Clutha businesses are breathing a sigh of relief with the removal of most mask mandates.
The recent scrapping of the Covid-19 traffic light system in New Zealand by the Government has rippled through the country.
Masks no longer need to be worn in public areas including supermarkets, but must still be worn in healthcare settings including hospitals, urgent care, primary care, some pharmacies and aged residential care facilities.
Mask wearing has been an everyday part of life for New Zealanders since August 2020, when they were first made mandatory on public transport under the alert level system, and ramped up under the traffic light system and the arrival of the Covid-19 Omicron variant.
Clutha business owners have welcomed the move.
Hairworkz owner Carleigh Frisby said she had tried to make the most of an uncertain situation during compulsatory mask wearing and over time had not seen masks as an issue.
‘‘I definitely had a lot of nervous clients at the beginning, along with the continuing uncertainty of what was next.
We did our best to create a positive attitude toward the situation and it kept our client base strong.
‘‘We’re personally going to stop wearing masks, but it is entirely discretionary.

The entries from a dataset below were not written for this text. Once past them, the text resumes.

PR #782, opened 2023-09-12
feat: Codegen - Delayed throw on non-deferred FK Found

CalirDeminar:
A continuation / rework of: https://github.com/stephenh/joist-ts/pull/777

Summary: 
* Move to a console.warn for the warning around the FK not being deferred
* Crash with a non-zero exit code if any entities are deemed invalid for having an non-deferred FK
    * In this case also insert a throw within `metadata.ts` to ensure the generated code won't run in an unsafe manner despite the codegen throw

### DIFF
--- a/packages/codegen/src/index.ts
+++ b/packages/codegen/src/index.ts
@@ -54,7 +54,7 @@ if (require.main === module) {
 
     const entityTables = db.tables.filter((t) => isEntityTable(config, t)).sortBy("name");
     const entities = entityTables.map((table) => new EntityDbMetadata(config, table, enums));
-    if(entities.some((entity) => entity.invalidDeferredFK)){
+    if (entities.some((entity) => entity.invalidDeferredFK)) {
       safeExit = false;
     }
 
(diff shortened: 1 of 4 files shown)


davekerber:
Just a thought. It is possible to use Joist without deferred constraints, it's just harder.  Throwing an error completely could be a blocker for existing databases that want to use Joist.

packages/codegen/src/index.ts
```diff
@@ -89,6 +93,9 @@ if (require.main === module) {
     warnInvalidEntries(config, dbMetadata);
 
     await generateAndSaveFiles(config, dbMetadata);
+    if (!safeExit){
```
stephenh, line 96: Nit ask, can you run the formatter on this file?

stephenh (approved):
Nice, lgtm @CalirDeminar , thanks!

stephenh:
> It is possible to use Joist without deferred constraints, it's just harder.

Ah right, @davekerber I forgot you'd used Joist for awhile w/o realizing it expected to have deferred constraints; what did you have to do for that to work? Just have multiple em.flushes, so that any dependency was flushed first?

I dunno, my assumption is that the DX of that (running w/o deferred constraints) is annoying enough that I'd prefer to ask users to fix their FKs. I believe there is a script-ish in the docs that helps automate that, also its probably not super-easy to run, like I think it assumes you have pg-structure as the npm library, and it's not just a single-line SQL command, which would be ideal.

Eventually it's also possible to just support DBs w/o deferred constraints, by correctly recognizing the order rows need to be flushed in, but that's "hard-ish" (granted, just topo sort them based on dependencies) and adds some steps/complexity that are nice to avoid vs. "just sent all the writes as a single batch and it'll get figured out".

stephenh:
Looks great, thanks @CalirDeminar !

PR #783, opened 2023-09-12
fix: Allow query by deep poly o2m field

allangsilva:


packages/orm/src/QueryParser.ts
```diff
@@ -250,7 +250,13 @@ export function parseFindQuery(
...
         } else if (field.kind === "o2m") {
           const a = getAlias(field.otherMetadata().tableName);
-          const otherColumn = field.otherMetadata().allFields[field.otherFieldName].serde!.columns[0].columnName;
+          const otherField = field.otherMetadata().allFields[field.otherFieldName];
+          let otherColumn = otherField.serde!.columns[0].columnName;
+          // If the other field is a poly, we need to find the right column
+          if (otherField.kind === "poly" && otherField.components.some((c) => c.otherMetadata() === meta)) {
+            // For a subcomponent that matches field's metadata
+            otherColumn = otherField.components.find((c) => c.otherMetadata() === meta)!.columnName;
+          }
```
stephenh, line 259: Really minor, but could this be:

```suggestion
          if (otherField.kind === "poly") {
            const otherComponent = otherField.components.find((c) => c.otherMetadata() === meta)) ?? fail("No poly component found for ${otherField.name}");
            otherColumn = otherComponent.columnName;
          }
```

allangsilva: Looks better, thanks 👏

stephenh (approved):

PR #786, opened 2023-09-14
fix: skip relation cleanup on cascade delete

zgavin:


packages/orm/src/relations/PolymorphicReference.ts
```diff
@@ -247,9 +252,10 @@ export class PolymorphicReferenceImpl<T extends Entity, U extends Entity, N exte
   }
 
   public toString(): string {
-    return `PolymorphicReference(entity: ${this.entity}, fieldName: ${this.fieldName}, otherType: ${
-      this.currentComponent?.otherMetadata().type
-    }, otherFieldName: ${this.currentComponent?.otherFieldName}, id: ${this.id})`;
+    return `PolymorphicReference(entity: ${this.entity}, fieldName: ${
```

‘‘If clients would like to wear a mask that’s completely up to them, and if they feel more comfortable with our staff wearing a mask as well, we will listen to them,’’ she said.
Ms Frisby said they had earned respect by listening to clients and their requests, just as they have had to do with their business rules during these tough times.
General manager of the Clutha Licensing Trust Mike Curtis said mask wearing began with a bit of frustration and worry, but he hopes with the end of mask mandates people will come out of their homes and get back to normality.
‘‘We’re following the lead of the Government and not going to be wearing masks anymore, but people can wear them whenever they want.
‘‘Our staff are more than welcome to if they feel uncomfortable without one, and so are our customers. ‘‘Bearing in mind how Covid-19 has cycled throughout these past two years, it’s all up to what people choose to do.
‘‘We can see the vibe that people are happy to be rid of the masks, but it’s personal choice,’’ he said. Balclutha retail store Ladybird Junction owner Carmen Peterson said her team had had its time with masks and it was time to move on.
‘‘We’ve done our bit, the masks have done their job and kept us safe. It feels like it’s time to move on.
‘‘In saying that, we’re still going to be cautious and watch out for each other. It’s all up to personal preference in the end.
We’re pleased to see them gone, but if a flare›up in the district occurs or anything happens, we just move with the system and flush it out again,’’ she said.